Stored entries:
☆ ☆ ☆ ☆

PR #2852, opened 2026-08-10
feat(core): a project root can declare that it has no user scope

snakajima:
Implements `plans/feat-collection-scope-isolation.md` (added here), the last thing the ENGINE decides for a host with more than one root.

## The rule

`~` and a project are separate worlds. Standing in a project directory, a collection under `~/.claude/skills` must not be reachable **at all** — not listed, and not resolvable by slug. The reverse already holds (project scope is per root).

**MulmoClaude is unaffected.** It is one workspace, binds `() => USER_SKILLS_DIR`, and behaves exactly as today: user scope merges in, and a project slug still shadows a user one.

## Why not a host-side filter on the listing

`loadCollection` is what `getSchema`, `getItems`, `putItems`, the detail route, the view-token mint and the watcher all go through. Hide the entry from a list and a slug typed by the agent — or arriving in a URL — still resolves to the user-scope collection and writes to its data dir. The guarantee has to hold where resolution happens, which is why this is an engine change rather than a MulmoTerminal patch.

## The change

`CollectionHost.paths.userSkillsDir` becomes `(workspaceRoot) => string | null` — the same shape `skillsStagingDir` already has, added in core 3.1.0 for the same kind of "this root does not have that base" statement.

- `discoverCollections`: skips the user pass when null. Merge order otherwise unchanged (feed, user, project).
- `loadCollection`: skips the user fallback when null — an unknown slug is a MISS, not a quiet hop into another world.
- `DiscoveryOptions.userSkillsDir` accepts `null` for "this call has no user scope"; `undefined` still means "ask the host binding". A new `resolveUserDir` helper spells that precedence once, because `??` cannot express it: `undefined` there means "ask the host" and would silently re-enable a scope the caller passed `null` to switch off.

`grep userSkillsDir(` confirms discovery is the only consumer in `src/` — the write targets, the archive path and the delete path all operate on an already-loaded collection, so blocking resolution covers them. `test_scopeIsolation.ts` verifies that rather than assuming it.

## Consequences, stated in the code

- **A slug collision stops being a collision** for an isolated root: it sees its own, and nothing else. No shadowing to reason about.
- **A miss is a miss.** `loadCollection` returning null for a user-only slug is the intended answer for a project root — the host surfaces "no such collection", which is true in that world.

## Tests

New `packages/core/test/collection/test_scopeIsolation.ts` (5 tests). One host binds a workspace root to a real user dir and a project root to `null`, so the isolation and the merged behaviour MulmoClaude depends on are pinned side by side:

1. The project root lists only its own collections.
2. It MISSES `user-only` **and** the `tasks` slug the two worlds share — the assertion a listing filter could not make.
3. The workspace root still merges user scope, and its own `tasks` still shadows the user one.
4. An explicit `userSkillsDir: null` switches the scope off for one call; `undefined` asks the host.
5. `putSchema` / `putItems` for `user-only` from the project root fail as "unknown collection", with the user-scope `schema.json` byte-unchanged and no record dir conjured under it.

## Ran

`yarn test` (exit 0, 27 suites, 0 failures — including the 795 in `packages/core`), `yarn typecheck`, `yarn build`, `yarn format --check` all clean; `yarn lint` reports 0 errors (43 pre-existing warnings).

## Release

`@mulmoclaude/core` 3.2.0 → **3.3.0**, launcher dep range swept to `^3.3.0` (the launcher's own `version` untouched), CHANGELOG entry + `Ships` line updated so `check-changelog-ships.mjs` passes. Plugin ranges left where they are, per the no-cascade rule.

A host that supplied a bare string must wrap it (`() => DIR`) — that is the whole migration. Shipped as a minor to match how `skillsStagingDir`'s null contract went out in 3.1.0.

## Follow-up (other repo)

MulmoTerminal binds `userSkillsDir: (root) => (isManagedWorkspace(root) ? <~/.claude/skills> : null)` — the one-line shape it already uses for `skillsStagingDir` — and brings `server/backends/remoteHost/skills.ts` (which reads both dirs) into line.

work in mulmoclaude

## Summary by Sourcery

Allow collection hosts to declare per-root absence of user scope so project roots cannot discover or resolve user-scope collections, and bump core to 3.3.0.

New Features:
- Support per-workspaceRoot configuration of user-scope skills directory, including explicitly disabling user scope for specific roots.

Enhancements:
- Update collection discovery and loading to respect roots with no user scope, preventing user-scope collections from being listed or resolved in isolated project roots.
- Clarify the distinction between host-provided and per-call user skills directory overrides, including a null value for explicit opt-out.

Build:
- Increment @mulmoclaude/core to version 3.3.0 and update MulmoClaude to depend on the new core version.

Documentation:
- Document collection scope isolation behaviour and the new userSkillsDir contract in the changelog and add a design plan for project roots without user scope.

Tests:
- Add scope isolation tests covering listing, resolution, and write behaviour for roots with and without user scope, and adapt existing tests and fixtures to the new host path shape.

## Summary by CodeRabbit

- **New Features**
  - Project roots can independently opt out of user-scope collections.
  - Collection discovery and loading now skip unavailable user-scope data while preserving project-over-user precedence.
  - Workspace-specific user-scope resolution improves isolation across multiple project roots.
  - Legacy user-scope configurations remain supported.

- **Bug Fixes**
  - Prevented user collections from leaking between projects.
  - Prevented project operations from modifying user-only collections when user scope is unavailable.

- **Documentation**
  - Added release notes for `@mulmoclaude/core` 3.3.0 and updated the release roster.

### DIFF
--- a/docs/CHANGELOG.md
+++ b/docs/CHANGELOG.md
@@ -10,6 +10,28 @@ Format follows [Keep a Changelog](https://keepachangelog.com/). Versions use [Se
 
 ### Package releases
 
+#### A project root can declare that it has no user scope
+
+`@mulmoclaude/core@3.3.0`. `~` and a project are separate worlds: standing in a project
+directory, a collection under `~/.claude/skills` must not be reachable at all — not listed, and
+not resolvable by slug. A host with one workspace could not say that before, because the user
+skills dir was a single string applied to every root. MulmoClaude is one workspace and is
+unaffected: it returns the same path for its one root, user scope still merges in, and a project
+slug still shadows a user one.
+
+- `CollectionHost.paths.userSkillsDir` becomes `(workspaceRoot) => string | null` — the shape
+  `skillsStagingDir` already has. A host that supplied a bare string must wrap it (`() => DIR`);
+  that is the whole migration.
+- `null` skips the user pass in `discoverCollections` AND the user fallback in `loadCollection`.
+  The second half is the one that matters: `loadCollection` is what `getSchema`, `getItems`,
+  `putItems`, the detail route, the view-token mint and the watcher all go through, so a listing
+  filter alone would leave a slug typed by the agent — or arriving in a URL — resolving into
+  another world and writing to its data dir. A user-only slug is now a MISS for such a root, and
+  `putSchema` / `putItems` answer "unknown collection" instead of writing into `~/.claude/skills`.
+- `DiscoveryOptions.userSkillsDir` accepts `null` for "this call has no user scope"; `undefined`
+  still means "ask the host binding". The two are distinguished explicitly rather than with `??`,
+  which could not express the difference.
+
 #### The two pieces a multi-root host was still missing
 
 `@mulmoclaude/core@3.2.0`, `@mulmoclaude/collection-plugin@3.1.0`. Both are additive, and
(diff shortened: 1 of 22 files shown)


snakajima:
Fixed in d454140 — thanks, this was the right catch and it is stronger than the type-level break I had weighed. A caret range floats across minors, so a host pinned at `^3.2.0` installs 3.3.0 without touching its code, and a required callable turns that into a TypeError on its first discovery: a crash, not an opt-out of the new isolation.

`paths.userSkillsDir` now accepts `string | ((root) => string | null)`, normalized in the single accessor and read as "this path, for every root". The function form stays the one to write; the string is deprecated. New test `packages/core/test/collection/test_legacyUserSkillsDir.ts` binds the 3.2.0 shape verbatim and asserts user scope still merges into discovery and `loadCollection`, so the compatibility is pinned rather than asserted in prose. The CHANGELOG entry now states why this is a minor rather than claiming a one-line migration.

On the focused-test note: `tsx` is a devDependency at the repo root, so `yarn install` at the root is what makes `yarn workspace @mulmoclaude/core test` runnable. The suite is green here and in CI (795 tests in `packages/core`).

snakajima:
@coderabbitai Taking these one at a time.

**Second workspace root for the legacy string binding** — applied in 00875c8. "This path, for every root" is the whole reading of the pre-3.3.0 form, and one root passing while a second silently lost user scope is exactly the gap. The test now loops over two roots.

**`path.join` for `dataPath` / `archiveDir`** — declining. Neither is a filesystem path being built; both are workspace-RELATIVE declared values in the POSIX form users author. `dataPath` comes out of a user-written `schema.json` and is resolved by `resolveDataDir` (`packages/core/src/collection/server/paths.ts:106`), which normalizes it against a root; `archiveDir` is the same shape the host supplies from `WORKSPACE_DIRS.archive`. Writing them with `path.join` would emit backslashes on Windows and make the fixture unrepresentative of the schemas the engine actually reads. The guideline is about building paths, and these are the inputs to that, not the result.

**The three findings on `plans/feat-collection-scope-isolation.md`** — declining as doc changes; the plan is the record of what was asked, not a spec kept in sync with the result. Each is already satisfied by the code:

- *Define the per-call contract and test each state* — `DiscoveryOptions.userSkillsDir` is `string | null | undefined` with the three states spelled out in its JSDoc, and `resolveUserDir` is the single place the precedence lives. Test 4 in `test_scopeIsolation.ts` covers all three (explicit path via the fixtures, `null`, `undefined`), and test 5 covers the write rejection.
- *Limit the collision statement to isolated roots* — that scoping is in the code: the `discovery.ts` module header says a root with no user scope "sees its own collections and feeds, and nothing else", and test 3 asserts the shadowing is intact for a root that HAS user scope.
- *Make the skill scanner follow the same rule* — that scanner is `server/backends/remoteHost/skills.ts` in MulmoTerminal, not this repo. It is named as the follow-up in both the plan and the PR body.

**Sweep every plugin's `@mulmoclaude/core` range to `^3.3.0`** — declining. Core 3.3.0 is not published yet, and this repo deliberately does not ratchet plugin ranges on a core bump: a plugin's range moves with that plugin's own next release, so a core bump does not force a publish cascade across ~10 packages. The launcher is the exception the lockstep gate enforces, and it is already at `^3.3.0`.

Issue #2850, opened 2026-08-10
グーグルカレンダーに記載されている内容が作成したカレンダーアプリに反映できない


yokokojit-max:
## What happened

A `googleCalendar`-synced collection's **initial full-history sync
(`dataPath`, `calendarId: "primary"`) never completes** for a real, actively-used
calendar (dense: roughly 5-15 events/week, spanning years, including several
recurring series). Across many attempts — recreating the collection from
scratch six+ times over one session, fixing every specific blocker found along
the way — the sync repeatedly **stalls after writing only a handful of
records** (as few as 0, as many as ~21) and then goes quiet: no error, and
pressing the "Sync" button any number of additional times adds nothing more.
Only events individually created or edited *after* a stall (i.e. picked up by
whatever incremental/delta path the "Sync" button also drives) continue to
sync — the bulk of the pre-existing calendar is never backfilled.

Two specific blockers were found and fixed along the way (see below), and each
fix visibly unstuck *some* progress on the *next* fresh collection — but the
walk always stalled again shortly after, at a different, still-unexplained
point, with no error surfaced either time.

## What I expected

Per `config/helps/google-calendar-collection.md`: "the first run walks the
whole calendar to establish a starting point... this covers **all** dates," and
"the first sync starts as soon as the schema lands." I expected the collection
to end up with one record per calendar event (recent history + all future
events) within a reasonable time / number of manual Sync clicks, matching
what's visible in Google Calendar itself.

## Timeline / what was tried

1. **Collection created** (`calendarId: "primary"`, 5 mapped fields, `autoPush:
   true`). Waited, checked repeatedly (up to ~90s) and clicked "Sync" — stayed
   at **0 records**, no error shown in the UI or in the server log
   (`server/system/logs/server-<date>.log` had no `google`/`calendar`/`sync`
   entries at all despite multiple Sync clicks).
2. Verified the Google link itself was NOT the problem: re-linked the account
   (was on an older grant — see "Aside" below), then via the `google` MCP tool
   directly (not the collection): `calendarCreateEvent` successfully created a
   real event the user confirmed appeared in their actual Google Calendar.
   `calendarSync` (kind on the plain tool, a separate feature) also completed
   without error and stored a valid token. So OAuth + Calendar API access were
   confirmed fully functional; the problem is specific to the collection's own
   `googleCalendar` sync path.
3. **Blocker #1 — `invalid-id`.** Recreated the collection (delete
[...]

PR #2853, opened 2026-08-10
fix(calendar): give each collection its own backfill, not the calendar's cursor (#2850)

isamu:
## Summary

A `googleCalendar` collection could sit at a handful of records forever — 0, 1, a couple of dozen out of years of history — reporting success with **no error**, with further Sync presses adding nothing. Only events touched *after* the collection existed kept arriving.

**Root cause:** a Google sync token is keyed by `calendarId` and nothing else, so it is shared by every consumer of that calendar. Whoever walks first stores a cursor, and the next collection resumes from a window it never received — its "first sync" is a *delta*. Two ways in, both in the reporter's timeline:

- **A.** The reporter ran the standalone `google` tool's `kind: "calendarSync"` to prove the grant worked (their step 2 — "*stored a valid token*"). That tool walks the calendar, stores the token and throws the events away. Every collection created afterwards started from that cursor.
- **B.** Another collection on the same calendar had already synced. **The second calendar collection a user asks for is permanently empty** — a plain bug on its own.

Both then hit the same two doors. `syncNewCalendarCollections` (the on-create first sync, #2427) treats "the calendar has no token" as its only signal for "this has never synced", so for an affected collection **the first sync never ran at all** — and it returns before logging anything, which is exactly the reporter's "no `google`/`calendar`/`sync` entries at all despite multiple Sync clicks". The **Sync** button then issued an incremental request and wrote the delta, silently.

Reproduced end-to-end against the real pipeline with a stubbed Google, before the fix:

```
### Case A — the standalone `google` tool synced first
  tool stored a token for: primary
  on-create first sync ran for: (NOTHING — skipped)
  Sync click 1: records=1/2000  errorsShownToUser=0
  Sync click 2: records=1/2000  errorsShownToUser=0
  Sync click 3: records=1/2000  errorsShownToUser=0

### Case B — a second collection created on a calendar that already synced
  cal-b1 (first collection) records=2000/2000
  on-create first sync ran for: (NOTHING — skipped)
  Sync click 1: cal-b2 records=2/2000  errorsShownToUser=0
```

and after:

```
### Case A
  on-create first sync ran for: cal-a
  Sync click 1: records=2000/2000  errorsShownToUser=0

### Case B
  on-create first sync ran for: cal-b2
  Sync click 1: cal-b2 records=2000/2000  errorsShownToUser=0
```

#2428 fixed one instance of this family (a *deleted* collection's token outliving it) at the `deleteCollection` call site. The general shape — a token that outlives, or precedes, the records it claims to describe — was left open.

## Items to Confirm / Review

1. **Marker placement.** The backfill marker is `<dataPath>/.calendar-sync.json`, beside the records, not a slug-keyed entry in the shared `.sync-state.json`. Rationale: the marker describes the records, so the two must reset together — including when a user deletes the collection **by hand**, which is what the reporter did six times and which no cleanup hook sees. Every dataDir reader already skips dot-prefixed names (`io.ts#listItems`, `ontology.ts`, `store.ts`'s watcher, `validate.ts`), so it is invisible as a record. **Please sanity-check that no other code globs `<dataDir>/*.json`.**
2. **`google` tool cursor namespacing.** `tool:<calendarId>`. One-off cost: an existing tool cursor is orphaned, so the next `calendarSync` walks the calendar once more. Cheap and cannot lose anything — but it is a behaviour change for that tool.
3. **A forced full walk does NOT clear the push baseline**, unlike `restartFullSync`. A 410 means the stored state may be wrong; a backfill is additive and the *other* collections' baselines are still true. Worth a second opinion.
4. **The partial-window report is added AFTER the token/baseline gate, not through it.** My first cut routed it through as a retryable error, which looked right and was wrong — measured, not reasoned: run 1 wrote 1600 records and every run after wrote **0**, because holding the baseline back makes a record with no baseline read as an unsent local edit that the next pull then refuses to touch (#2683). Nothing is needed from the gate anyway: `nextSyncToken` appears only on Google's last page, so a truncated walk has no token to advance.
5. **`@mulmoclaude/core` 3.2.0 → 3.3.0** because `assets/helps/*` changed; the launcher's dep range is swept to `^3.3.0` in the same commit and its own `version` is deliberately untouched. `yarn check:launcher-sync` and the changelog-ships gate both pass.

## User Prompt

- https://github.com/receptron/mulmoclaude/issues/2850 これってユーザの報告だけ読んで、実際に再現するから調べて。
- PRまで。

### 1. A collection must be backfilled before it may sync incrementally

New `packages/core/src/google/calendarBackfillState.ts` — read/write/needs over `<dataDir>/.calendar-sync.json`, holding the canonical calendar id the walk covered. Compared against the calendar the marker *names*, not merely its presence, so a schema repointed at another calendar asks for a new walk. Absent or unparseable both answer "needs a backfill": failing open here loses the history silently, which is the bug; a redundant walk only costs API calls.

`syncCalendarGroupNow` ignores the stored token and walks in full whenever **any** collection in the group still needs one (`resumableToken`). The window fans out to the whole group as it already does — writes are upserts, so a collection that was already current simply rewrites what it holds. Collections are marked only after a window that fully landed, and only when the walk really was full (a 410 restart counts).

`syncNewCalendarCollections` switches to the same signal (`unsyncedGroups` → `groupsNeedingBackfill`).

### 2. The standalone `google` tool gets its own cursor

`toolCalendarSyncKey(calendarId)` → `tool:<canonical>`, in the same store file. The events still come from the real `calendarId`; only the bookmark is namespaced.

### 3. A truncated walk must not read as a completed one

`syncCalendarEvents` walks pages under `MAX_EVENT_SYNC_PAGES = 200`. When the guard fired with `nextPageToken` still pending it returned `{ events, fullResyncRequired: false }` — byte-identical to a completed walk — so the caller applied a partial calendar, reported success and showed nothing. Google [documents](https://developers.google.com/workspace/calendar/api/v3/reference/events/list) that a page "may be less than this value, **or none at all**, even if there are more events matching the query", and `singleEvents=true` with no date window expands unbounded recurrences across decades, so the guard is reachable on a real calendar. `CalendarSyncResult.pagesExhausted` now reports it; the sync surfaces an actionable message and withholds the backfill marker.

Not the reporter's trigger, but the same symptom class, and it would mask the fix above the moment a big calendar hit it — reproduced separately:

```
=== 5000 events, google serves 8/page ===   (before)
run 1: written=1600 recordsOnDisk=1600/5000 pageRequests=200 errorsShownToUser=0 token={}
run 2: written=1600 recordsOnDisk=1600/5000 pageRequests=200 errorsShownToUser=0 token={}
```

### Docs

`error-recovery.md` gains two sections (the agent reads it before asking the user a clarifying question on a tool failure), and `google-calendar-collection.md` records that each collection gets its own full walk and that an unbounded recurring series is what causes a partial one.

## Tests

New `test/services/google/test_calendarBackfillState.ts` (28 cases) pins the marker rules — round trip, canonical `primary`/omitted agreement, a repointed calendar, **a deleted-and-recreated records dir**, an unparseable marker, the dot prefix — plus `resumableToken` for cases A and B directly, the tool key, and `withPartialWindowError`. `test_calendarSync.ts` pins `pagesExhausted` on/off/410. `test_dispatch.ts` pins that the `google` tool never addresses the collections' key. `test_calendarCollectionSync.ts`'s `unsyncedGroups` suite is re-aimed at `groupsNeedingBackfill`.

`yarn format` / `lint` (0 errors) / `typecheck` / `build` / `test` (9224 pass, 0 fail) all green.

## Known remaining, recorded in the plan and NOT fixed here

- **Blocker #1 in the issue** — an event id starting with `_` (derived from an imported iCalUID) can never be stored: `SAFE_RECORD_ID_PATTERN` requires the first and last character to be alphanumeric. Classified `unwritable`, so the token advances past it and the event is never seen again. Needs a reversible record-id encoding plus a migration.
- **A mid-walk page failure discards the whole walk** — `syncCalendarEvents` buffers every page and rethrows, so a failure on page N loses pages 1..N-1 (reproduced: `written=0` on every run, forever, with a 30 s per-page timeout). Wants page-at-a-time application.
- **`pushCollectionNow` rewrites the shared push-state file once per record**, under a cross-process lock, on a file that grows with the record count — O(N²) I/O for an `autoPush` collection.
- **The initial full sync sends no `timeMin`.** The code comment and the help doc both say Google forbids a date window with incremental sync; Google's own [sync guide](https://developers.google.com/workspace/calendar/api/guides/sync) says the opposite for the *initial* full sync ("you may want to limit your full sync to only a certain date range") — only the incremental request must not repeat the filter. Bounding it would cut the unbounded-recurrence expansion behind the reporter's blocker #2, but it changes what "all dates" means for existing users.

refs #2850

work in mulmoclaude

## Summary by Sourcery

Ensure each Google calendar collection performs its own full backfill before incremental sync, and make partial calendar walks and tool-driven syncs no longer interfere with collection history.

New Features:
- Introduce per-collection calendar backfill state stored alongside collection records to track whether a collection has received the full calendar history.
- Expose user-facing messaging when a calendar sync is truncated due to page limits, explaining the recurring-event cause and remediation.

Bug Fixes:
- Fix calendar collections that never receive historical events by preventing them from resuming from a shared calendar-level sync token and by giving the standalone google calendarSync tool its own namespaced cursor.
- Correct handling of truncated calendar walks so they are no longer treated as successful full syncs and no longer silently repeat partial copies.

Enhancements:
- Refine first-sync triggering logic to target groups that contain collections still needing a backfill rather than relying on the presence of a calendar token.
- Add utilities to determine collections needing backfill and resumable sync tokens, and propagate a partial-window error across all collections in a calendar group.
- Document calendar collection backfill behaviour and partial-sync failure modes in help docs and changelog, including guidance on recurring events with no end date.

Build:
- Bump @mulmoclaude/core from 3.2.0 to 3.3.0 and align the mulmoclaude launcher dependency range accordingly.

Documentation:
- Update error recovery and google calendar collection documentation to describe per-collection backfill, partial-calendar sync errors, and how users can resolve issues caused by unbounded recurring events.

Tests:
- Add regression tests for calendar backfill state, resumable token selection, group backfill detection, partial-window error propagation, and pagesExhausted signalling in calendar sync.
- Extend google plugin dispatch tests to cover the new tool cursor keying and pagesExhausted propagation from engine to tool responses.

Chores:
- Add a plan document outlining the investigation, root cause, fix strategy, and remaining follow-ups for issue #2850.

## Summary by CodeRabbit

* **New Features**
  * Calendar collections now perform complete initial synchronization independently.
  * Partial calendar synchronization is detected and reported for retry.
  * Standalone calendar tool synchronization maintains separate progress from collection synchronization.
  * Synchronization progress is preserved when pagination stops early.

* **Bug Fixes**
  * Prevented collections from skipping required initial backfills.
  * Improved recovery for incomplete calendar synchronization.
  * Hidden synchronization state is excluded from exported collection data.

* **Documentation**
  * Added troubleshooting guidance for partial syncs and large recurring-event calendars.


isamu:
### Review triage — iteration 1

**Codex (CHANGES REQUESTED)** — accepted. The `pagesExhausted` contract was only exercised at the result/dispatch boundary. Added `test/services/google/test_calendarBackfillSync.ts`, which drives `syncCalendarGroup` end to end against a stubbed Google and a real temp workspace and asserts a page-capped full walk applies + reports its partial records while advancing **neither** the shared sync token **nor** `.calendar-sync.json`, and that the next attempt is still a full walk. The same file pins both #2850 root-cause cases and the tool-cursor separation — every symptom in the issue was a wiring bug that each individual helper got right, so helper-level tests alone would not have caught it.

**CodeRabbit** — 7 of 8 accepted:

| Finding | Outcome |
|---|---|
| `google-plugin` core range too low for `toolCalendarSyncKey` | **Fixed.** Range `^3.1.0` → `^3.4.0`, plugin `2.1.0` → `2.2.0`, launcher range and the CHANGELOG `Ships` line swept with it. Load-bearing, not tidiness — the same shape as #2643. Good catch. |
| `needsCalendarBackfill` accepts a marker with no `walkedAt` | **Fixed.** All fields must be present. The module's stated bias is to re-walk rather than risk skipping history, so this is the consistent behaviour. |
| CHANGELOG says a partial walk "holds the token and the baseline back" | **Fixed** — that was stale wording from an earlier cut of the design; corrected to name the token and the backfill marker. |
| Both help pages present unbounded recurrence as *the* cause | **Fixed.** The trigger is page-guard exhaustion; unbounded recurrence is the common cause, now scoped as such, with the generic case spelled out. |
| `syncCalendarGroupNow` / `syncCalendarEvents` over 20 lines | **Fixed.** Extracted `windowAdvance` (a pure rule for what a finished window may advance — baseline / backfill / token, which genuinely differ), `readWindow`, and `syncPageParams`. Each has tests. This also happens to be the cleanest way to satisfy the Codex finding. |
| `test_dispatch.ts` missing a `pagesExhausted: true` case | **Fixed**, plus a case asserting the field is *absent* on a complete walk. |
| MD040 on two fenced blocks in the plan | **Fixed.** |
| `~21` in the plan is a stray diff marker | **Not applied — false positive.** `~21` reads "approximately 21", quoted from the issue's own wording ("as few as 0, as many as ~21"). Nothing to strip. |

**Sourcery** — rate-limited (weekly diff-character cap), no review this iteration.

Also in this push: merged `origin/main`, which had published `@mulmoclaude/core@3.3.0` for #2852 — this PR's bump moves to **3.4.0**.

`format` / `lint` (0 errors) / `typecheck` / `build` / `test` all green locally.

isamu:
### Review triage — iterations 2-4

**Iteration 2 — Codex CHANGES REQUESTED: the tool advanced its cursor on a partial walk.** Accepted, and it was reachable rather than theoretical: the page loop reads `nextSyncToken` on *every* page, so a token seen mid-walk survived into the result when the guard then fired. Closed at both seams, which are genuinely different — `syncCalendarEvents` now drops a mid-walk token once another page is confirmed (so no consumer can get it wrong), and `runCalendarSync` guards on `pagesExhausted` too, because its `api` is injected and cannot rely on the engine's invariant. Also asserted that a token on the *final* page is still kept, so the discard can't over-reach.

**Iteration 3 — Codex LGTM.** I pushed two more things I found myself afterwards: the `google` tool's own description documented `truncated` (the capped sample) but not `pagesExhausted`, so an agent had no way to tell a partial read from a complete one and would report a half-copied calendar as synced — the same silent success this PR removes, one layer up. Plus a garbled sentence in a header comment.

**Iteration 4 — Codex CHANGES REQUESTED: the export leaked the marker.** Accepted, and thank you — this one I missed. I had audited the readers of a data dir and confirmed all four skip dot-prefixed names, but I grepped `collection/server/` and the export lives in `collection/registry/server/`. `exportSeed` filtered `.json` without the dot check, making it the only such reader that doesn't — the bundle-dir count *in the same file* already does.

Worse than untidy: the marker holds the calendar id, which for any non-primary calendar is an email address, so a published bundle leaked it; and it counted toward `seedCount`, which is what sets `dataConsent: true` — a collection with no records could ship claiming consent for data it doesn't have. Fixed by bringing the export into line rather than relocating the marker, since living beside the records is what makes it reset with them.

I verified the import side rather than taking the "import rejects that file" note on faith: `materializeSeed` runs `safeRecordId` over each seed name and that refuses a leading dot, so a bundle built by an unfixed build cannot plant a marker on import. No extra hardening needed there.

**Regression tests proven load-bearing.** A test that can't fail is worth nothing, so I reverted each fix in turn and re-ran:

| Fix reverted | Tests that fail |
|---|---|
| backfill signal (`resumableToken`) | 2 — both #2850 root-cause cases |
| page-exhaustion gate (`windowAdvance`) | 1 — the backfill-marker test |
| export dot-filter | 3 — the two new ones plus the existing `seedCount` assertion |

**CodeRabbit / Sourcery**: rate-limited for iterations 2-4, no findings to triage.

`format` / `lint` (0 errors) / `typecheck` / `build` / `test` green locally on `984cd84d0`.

☆ ☆ ☆ ☆

▶ [What the task asks]: If a line in the records contains the string "assertion", copy it out.

▶ [Reply to the exercise]:
2. It MISSES `user-only` **and** the `tasks` slug the two worlds share — the assertion a listing filter could not make.
| export dot-filter | 3 — the two new ones plus the existing `seedCount` assertion |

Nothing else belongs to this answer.